1. torch installed in conda virtual environment
The normal commands work fine, but using the cuda command.is_available()
then False is output.
2. After a review of the information
The root cause of the problem isMismatch between CUDA environment and Torch versionThe most straightforward solution, therefore, is to use the officially recommended version for adaptation.
3. Ideas for solutions
To check the version of cuda installed on this machine, there are three commands to look through
cat /usr/local/cuda/ nvidia-smi nvcc -V
Sometimes it's unfortunate to output three different versions, here in a virtual environment it must be output asnvcc -V
The version looked up is the main one used as CUDA version information. For example, my version is 10.1
Check the official website for the corresponding installation commands, and then replace the existing version as follows
/
Find your CUDA version 10.1.
Installation in a virtual environment
Done, start testing
4. Other solution ideas
Some people may just cudatoolkit version can not be right, if you are lucky, only for cudatoolkit version matching can be completed, and the installation speed is also very fast installation commands, remember to add the Tsinghua source, otherwise turtle speed.

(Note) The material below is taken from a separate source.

PR #4704, opened 2025-02-28
fix drawing of 1pix bar shape 

### LINKED ISSUE #4702: Drawing of one px bars with both bg and fg color set does not work
Drawing of one px bars with both bg and fg color set does not work:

cudatoolkit=9.0 means you need the corresponding version.
conda install cudatoolkit=9.0 -c /anaconda/pkgs/free/linux-64/
5. Summary
Two solutions to the .is_available() result of false are provided
- The first method is a million dollar method is more recommended, but the installation speed is rather touching
- The second method is an accurate fix, but you need to check the corresponding version yourself
The above is a personal experience, I hope it can give you a reference, and I hope you can support me more.